■ Aim of the task ■
Entries follow. Return each line that contains the word "CompletableFuture".

■ Data ■
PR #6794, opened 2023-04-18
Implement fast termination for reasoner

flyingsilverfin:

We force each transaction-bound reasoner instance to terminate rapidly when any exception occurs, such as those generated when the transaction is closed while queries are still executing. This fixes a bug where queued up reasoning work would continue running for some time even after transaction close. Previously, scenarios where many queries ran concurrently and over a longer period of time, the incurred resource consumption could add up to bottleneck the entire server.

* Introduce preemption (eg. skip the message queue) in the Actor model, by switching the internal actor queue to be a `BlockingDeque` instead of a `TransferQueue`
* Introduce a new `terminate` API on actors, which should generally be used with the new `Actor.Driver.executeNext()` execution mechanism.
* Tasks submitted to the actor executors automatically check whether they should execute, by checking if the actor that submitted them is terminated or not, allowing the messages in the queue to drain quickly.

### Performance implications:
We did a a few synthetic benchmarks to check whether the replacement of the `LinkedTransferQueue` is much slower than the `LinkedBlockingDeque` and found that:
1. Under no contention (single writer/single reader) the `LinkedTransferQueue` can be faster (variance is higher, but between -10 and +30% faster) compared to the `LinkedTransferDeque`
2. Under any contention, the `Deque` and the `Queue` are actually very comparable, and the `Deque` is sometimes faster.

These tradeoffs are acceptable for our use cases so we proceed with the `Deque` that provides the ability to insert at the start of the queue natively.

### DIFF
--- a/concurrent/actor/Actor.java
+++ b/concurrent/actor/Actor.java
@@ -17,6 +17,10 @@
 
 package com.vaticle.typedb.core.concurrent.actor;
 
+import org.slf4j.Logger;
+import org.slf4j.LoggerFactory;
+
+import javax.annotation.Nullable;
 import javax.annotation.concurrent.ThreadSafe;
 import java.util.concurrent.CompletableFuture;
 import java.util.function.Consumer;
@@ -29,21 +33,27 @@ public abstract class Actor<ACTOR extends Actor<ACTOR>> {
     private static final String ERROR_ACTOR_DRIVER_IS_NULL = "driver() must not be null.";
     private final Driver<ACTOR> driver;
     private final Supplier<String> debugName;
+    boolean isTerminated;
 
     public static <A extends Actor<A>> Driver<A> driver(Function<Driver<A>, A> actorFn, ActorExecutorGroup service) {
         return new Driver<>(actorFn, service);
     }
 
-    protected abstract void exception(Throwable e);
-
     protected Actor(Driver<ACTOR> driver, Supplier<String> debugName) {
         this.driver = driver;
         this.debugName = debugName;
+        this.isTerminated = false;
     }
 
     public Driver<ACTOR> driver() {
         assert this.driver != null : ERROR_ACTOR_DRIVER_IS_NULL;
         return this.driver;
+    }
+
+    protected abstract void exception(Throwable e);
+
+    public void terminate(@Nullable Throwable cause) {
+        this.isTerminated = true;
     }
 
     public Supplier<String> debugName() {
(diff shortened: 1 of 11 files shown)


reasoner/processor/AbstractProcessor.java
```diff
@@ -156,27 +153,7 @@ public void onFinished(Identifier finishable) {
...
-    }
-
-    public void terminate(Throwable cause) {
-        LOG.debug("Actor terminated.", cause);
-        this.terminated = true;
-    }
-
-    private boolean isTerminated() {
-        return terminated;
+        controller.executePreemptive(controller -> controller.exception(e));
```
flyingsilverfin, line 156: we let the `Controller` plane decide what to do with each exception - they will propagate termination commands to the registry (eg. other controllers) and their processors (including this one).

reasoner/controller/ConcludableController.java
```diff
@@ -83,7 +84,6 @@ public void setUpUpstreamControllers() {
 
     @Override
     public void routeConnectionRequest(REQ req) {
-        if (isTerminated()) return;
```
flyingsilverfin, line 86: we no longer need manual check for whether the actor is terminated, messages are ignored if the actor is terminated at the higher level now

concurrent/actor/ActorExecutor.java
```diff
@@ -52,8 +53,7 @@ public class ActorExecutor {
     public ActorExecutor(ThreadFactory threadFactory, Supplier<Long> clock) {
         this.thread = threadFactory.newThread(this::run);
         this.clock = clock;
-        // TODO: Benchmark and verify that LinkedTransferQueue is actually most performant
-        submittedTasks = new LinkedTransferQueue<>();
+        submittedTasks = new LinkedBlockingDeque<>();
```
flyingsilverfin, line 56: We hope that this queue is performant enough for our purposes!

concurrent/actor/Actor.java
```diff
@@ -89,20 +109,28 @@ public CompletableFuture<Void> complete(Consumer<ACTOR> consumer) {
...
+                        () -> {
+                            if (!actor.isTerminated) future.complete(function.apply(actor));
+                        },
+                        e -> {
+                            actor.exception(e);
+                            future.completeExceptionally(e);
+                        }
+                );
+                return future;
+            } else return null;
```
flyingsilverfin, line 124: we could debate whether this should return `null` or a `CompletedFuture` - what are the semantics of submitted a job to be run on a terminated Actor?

■ Response to this exercise ■
 import java.util.concurrent.CompletableFuture;
@@ -89,20 +109,28 @@ public CompletableFuture<Void> complete(Consumer<ACTOR> consumer) {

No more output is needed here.